A few thoughts on my experience with TCP, UDP, and MQTT as well as some additional resources to review.

With UDP I have run into the silent failure problem in which an application on one network node, the client, is seeing only some of the UDP messages that were sent. There are too many reasons why network traffic may go awry. The problem with UDP is that packets can be discarded pretty much whenever any of the nodes in the network path between producer of packets and consumer of packets warrants. See Wikipedia topic Packet loss.

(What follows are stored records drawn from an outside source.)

PR #284, opened 2021-08-23
[Simon Julian Lauw] iP

simonjulianl:

* text-based
* easy to learn
All you need to do is,

1. download it from [here](google.com).
2. double-click it.
3. add your tasks.
And it is **FREE**!

Features:

- [x] Managing tasks
- [ ] Reminders (coming soon)


src/main/java/dao/TaskDaoImpl.java
```diff
@@ -0,0 +1,127 @@
...
+import configuration.Setting;
+import model.Task;
+import storage.FileListStorage;
+
+import java.util.ArrayList;
+import java.util.Arrays;
+import java.util.List;
+import java.util.logging.Logger;
+import java.util.stream.Collectors;
+
```
SHEZADHASSAN22, line 14: I think your indentation levels are too big. Should be 4 spaces.

src/main/java/dao/TaskDaoImpl.java
```diff
@@ -0,0 +1,127 @@
...
+	}
+	
+	@Override
+	public int getSize() {
+		try {
+			ArrayList<Task> tasks = taskFileListStorage.readArrayListFromFile();
+			return tasks.size();
+		} catch (Exception e) {
+			logger.warning(e.getMessage());
+			return -1;
```
SHEZADHASSAN22: Perhaps used a named constant instead of the number.

src/main/java/dao/TaskDaoImpl.java
```diff
@@ -0,0 +1,127 @@
...
+		}
+	}
+	
+	private boolean isInvalidIndex(int index) {
+		int size = getSize();
+		return size != -1 && (index >= getSize() || index < 0);
```
SHEZADHASSAN22: Maybe this expression can be simplified for easier understanding

auhc99: I agree, This expression might be confusing to people trying to understand your code.
Maybe you can replace it with:
```
private boolean isInvalidIndex(int index) {
    int size = getSize();
    if (size == -1) {
        return false;
    } else if (index >= size || index < 0) {
        return true;
    } else {
        return false;
    }
}
```
You should also consider moving the error checking for size out of this function.

src/main/java/Dude.java
```diff
@@ -0,0 +1,67 @@
...
+	/**
+	 * Runs Dude chatterbot.
+	 */
+	@SuppressWarnings("InfiniteLoopStatement")
+	public void run() {
+		String logo = " ____        ____      \n"
+				+ "|  _ \\ _   _|  _ \\____\n"
+				+ "| | | | | | | | |/ __ \\\n"
+				+ "| |_| | |_| | |_|   __/\n"
+				+ "|____/ \\__,_|____\\____|\n";
```
auhc99: Should this logo be extracted out out the function and be stored as a static final constant?

src/main/java/dao/TaskDao.java
```diff
@@ -0,0 +1,66 @@
+package dao;
+
+import model.Task;
+
+import java.util.List;
+
+/**
+ * Data access object (dao) for the Task model.
+ */
+public interface TaskDao {
```
auhc99, line 11: You may want to rename this class (and other classes containing the short form "Dao") to something more understandable.

src/main/java/dao/TaskDaoImpl.java
auhc99: Yes, you can change your IDE / text editor's settings to reconfigure your tab to be of 4 spacings.

src/main/java/parser/ParserImpl.java
```diff
@@ -0,0 +1,225 @@
...
+			if (timing.isBlank()) {
+				logger.warning("Empty deadline timing supplied");
+				throw new IllegalArgumentException("deadline timing cannot be empty");
+			}
+			
+			commandLogicUnit.processCommand(Command.DEADLINE, Map.of(
+					"description", desc,
+					"timing", timing
+			));
+		} catch (Exception e) {
```
auhc99: Perhaps you can specify which Exception you are handling, and not just generalise it to all exceptions.

auhc99 (commented):
Overall great job with complying with the java coding standards. I noted a few minor suggestions that you can consider. I like your use of java interfaces as it makes your code more abstract.

src/main/java/dao/TaskDaoImpl.java
simonjulianl: Yup, resolved, forgot to change tabs to spaces

src/main/java/dao/TaskDaoImpl.java
simonjulianl: Resolved

src/main/java/dao/TaskDaoImpl.java
simonjulianl: Sure, but I dont think using `if-else` is a good idea since I dont see any benefit from it, ill use more variables that represent better naming instead

simonjulianl:
> Overall great job with complying with the java coding standards. I noted a few minor suggestions that you can consider. I like your use of java interfaces as it makes your code more abstract.

Thank you so much!

src/main/java/Dude.java
simonjulianl: Yeah sure, I think that's a good idea

src/main/java/dao/TaskDao.java
simonjulianl: I think `Dao` is fine, because I think its pretty common pattern in Java, especially in Android

src/main/java/parser/ParserImpl.java
simonjulianl: Yeah sure! Resolved

PR #286, opened 2021-08-23
[Nguyen Ba Van Nhi] iP

nbvannhi:
# Bloom

> "It is better to light a candle than to curse the darkness." – Anonymous

Bloom frees your mind of having to remember things you need to do. It's,

 * text-based
 * easy to learn

All you need to do is,

1. download it from [here](https://github.com/nbvannhi/ip).
2. double-click it.
3. add your tasks.

And it is **FREE**!

Features:

- [x] Managing tasks
- [x] Reminders (coming soon)

---

If you are Java programmer, you can use it to practice Java too. Here's the ```main``` method:

```java
public class Main {
    }
}
```


kevinmingtarja (commented):
LGTM! Good work overall and all the best with the remaining tasks :)

src/main/java/Bloom.java
```diff
@@ -0,0 +1,155 @@
...
+
+    private Image user = new Image(this.getClass().getResourceAsStream("/images/user.jpg"));
+    private Image bloom = new Image(this.getClass().getResourceAsStream("/images/bloom.jpg"));
+
+    public static void main(String[] args) {
+        Application.launch(Bloom.class, args);
+    }
+
+    @Override
+    public void start(Stage stage) {
```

The question is what is your loss rate under whatever the current network context. So if this is communication within a LAN or sub-network your loss rate may be low. On a WAN or across the internet your loss rate may be quite high. UDP packets are discarded for a number of reasons and routed however the network conditions allow with that hop count decrementing. Sending packets out into the great void with no accountability leaves open the possibility of silent failures.

It sounds like in your case just a simple ack with retransmit after a timeout without receiving an ack would suffice.

I have done XML messages over a maintained TCP connection and it worked great. I had a layer that delivered complete messages each in a buffer to the application layer to handle. I used XML to package the message with an XML starting tag for the beginning of the message and an XML ending tag to know when the entire message had been received.

TCP does have a few features such as sequential order of packets, no repeats, and being a connected transport mechanism means you know if the other end disappears or not though it may take a while to find out. Connecting and disconnecting can introduce delays but not burdensome under ordinary conditions though network conditions can cause TCP throughput to slow down.

MQTT is a protocol that is transported by a network transport layer, normally TCP. MQTT uses a publish/subscribe model so there is no message storing. So when a publisher publishes a message if the subscriber is not connected at the time then when it does connect, it will not see the message. MQTT is pretty much real time, I suppose that is what the telemetry part of the acronym is all about. I do like MQTT for small messages and have been doing some experiments with JSON payload through MQTT using Mosquitto. See this article Reliable message delivery with Mosquitto (MQTT) with an overview of MQTT and the quality of service. And see this brief article with links to resources including a sample application IoT – MQTT Publish and Subscriber C Code.

My experiments with MQTT using JSON text and an SQLite3 database in the subscriber to store messages is at https://github.com/RichardChambers/raspberrypi/tree/master/mqtt though the source is in C and is quite messy.

Here is a 13 minute video #144 Internet Protocols: CoAP vs MQTT, Network Sniffing, and preparation for IKEA Tradfri Hacking. This is an interesting article about CoAP, Constrained Application Protocol: CoAP is IoT's 'modern' protocol. There is this summation of CoAP:

Early adopters agree that the Constrained Application Protocol works extremely well for constrained networks and devices. Something not as well known: "On a very congested wireless network -- Wi-Fi or cellular -- CoAP can continue to work where a Transmission Control Protocol-based (TCP) protocol like MQTT can't even manage to complete a handshake," Vermillard said.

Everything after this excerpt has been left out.